The fifth cause of action, denominated “unjust enrichment” is also time-*20barred as against all defendants save Uintah. The essence of the fifth claim is that the defendants were unjustly enriched as a result of their fraudulent acquisition of Talcott stock. Since all of the defendants, except Uintah, acquired their alleged interests in this stock before January 29, 1976, the actions for unjust enrichment accrued, if at all, more than six years prior to the filing of the complaint. These claims are, therefore, also untimely under the applicable six-year limitation period.

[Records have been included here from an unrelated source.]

PR #366, opened 2024-03-20
`Forms`: Updated radio button tests

kaushikrw:
### Summary of changes

- Updates the `testRadioButtonSelection` test to not assert a no value label, since the field is now required because of the `ArcGISFeatureTable.typeIdField`.
- Adds 3 more tests based on the common-toolkit test design.


sorenoid (approved):
👍

PR #367, opened 2024-03-21
add groups to final error validation reporting in the app

sorenoid:
look over field form elements nested in groups when accumulating errors for the apply edits dialog.


kaushikrw (approved):
LGTM.

Issue #135, opened 2021-01-18
Option to cancel editing a saved draft 


hannyle:
#### Proposed solution

I a saved draft is opened from `Choose from drafts`, it opens a form with pre-filled values.
- However if a user change his/her mind and doesn't want to continue with this draft and have a new empty form, there should be a way for the user to escape/cancel from editing the current draft. 

#### DoD (Definition of Done)

User is able to create a new form (from an existing form)

#### Testing

e2e test, peer to peer review

blankdots:
we can have a sticky bar that contains form controls such as:
1. clear form
2. new form
3. save draft
4. submit <object>

we don't need the `hide` button.

PR #148, opened 2021-02-02
Added skip-links to submission types when navigation with keyboard

### LINKED ISSUE #98: Fix keyboard tab order XML file upload, Choose file button
#### Describe the bug

This is continuation to Fix keyboard-based xml file upload #20. When the user has chosen to upload XML file, it would be nice to move focus directly to "Choose file" button instead of tabbing all the objectTypes in accordion first.

#### To Reproduce

1. Select an object type by tab and enter
2. Select submission type by tab, tab and enter
3. many tabs to reach "Choose file button"

#### Expected behavior

1. Select an objectType by tab and enter
2. Select submission type by tab tab and enter
3. Focus is on "Choose file"

#### A note
This could be checked with all the buttons.

saulipurhonen:
### Description

Use skip-links in object index when navigating with keyboard.
Pressing `enter` in `submission type` shows skip-link to submission. Pressing `enter` in skip-link focuses `hide` button, for now. This is going to change when new submission controls are introduced in #135 

### Related issues

Fixes #98

### Type of change

### Changes Made

- Slice for focus state
- Skip-links functionality in object index and object card components

### Testing

- [x] E2E tests

### DIFF
--- a/cypress/integration/app.spec.js
+++ b/cypress/integration/app.spec.js
@@ -19,9 +19,12 @@ describe("Basic e2e", function () {
     cy.get("textarea[name='description']").type("Test description")
     cy.get("button[type=button]").contains("Next").click()
 
-    // Fill a Study form and submit object
+    // Skip-link
     cy.get("div[role=button]").contains("Study").click()
-    cy.get("div[role=button]").contains("Fill Form").click()
+    cy.get("div[role=button]").contains("Fill Form").type("{enter}")
+    cy.get("div[role=button]").contains("Skip to form")
+
+    // Fill a Study form and submit object
     cy.get("input[name='descriptor.studyTitle']").type("Test title")
     cy.get("select[name='descriptor.studyType']").select("Metagenomics")
 
--- a/src/components/NewDraftWizard/WizardComponents/WizardAddObjectCard.js
+++ b/src/components/NewDraftWizard/WizardComponents/WizardAddObjectCard.js
@@ -1,5 +1,5 @@
 //@flow
-import React from "react"
+import React, { useRef, useEffect } from "react"
 
 import Button from "@material-ui/core/Button"
 import Card from "@material-ui/core/Card"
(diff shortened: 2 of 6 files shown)


saulipurhonen:
I'm not absolutely sure that focus to `hide` button is the best option. I tried to focus first form input but I think that would require lot of work to create logic for finding that element.

Feel free to suggest a better focus point.

blankdots:
I don't have any good suggestions :disappointed: but would link this to #135 so that we know this needs to be fixed as part of that issue.

hannyle:
It works fine for me, we can do the changes with new submission controls later.

One thing I have noticed is that sometimes when I press `enter` in `submissionType`, it goes straight to focus on `Hide` button, which means the `skip-link` is ignored. 
This could happen in any `submissionType` after I have pressed `enter` in `Hide` button in a previous `submissionType`

saulipurhonen:
@blankdots, linked to issue. 

@hannyle,  I added `resetFocus` state method to `Hide` buttons `onClick` handler. This fixes the issue described in:

> One thing I have noticed is that sometimes when I press `enter` in `submissionType`, it goes straight to focus on `Hide` button, which means the `skip-link` is ignored.
> This could happen in any `submissionType` after I have pressed `enter` in `Hide` button in a **previous** `submissionType`

blankdots (approved):

hannyle (approved):

lilachic (approved):
Might cause more errors, see https://github.com/CSCfi/metadata-submitter-frontend/issues/151 .

What about shift+tab, to return from form ?

saulipurhonen:
> Might cause more errors, see #151 .

Seems not to be related to #151, since this occurs in branches without skip-link functionality.

> What about shift+tab, to return from form ?

Do you mean that there should be a `skip-back-to` kind of a functionality if user wants to navigate back from `submission `to `object index`? In that case we'd need to inform user that there are `keyboard shortcuts` available

lilachic:
About #151 , it is with tabbing and entering that I managed to reproduce warning, it has show in other branches occasionally.

I find difficulties to navigate with keyboard, expected to return with shift+tab, no need for that now, skip-link to form is ok.

Issue #167, opened 2021-02-17
WizardShowSummary lacks of Object type "Dataset"


hannyle:
#### Describe the bug

**Dataset** belongs to Objects list,  but it doesn't exist in the **Summary**

#### To Reproduce

Steps to reproduce the behaviour:

1. Go to 'Create Submission'
2. Fill in Folder name and description
2. Click 'Next'
3. See "Dataset" at the end of the list of Objects on left side
4. Click 'Next'
5. In the Summary there is no "Dataset" object anymore

#### Expected behavior

**Dataset** and its submitted objects shows in the Summary

blankdots:
my bad closed it without looking

Issue #158, opened 2021-02-10
Having a constant file to contain enum values


hannyle:
#### Description
Currently there are many variables that are manually assigned their values in some files. 
For example, `submissionType` can have values as `"form"` or `"XML"` or `"Form"` or `"xml"`
The values are inconsistent and we are kind of hard-coding them. This can cause more bugs and hard to keep track in the future if the application gets bigger.

#### DoD (Definition of Done)
Having a file contained `enums` to define a set of constants

#### Testing
Peer to peer

blankdots:
there is a json schema validation in the backend which has the `enum` https://github.com/CSCfi/metadata-submitter/blob/develop/metadata_backend/helpers/schemas/folders.json#L44-L61 I haven't tried but not sure sending different cases than what is specified would work. are we sure it is possible ?

Or this is just for front-end to have a list of predefined values ?

hannyle:
> there is a json schema validation in the backend which has the `enum` https://github.com/CSCfi/metadata-submitter/blob/develop/metadata_backend/helpers/schemas/folders.json#L44-L61 I haven't tried but not sure sending different cases than what is specified would work. are we sure it is possible ?
> 
> Or this is just for front-end to have a list of predefined values ?

Yes, it is just for front-end to have `enums`, instead of hard-coding like now. For example:
- Instead of:
> switch (months) {
	case "Jan":
	// Jan
	case "Feb":
	// Feb
	case "March":
	// Mar	
}

- I would have:

> const months = {
	JAN: "january",
	FEB: "february",
	MAR: "march",
}

> switch (season) {
	case seasons.JAN:
	// Jan
	case seasons.FEB:
	// Feb
	case seasons.MAR:
        // Mar
}

PR #168, opened 2021-02-18
Feature/constant files

hannyle:
### Description

Having a constant folder with files containing predefined values for some variables
Add **Dataset** to the summary of folder (bug https://github.com/CSCfi/metadata-submitter-frontend/issues/167)

### Related issues

https://github.com/CSCfi/metadata-submitter-frontend/issues/158
https://github.com/CSCfi/metadata-submitter-frontend/issues/167

### Type of change

### Changes Made

- Create `constants` folder and add files `folder.js`, `object.js`, `wizardStatus.js`
- Create `enums` for predefined values to use in front-end side (e.g. `ObjectTypes`, `FolderSubmissionStatus`)
- Replace hard-coded variables with `enums`

### Testing

- [x] Unit Tests
- [x] Integration Tests


src/constants/object.js
```diff
@@ -0,0 +1,38 @@
+export const ObjectTypes = {
```
blankdots, line 1: if we are going to add more schemas we might need to extend this. Should we be dynamically or maintain once we add more schemas ?

blankdots (commented):
LGTM just want to know how we can maintain this to keep updated with some schemas and data types that might change in the backend ?

src/constants/object.js
blankdots: `/schemas` in the backend will give you the current schemas

blankdots (approved):

hannyle:
I managed to get `schemas` from backend and converted them to `ObjectTypes` to use in front-end. It looked fine in the beginning, but it actually created more work than I had expected because I could only have them in `components` while there are cases I need the `ObjectTypes` in `unit tests` as well. 

Also there are `ObjectsArray` and a few other cases depend on `ObjectTypes` so it's better to have it as a static object like now. 

In the future if the schemas get bigger I think we can refactor it.

blankdots:
ok ... then we can have them as is now, with the note we need to keep them in sync if we update them.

As to Uintah, the fifth cause of action, although not stale, was properly dismissed since it fails to state a claim upon which relief may be granted. To recover on a theory of unjust enrichment a plaintiff must prove that the defendant was enriched, that such enrichment was at plaintiffs expense, and that the circumstances were such that in equity and good conscience the defendant should return the money or property to the plaintiff. See Indyk v. Habib Bank Ltd., 694 F.2d 54, 57 (2d Cir.1982). Here plaintiffs have failed to allege that Uintah was enriched at the expense of the Bank by virtue of Uintah’s January 29, 1976 stock acquisition.

Plaintiffs’ seventh and final claim is that the 1976 transfer to Uintah of the Talcott stock was a fraudulent conveyance as to Fasco International’s creditors (i.e., the Bank) which must be set aside. Here, again, the period of limitations governing such claims under New York law is six years. CPLR 213(8) (McKinney Supp. 1982-1983); see Quadrozzi Concrete Corp. v. Mastroianni, 56 A.D.2d 353, 358, 392 N.Y. S.2d 687 (2d Dep’t 1977), appeal dismissed, 42 N.Y.2d 824 (1977). Accepting as true the allegations of plaintiffs’ complaint, the last transfer of Talcott stock by Fasco, Inc. occurred on April 1,1975. Consequently, any action arising out of a conveyance that defrauded Fasco’s creditors would have accrued on or before April 1,1975. Plaintiffs’ failure to file suit until January 29, 1982 requires the dismissal of the seventh cause of action.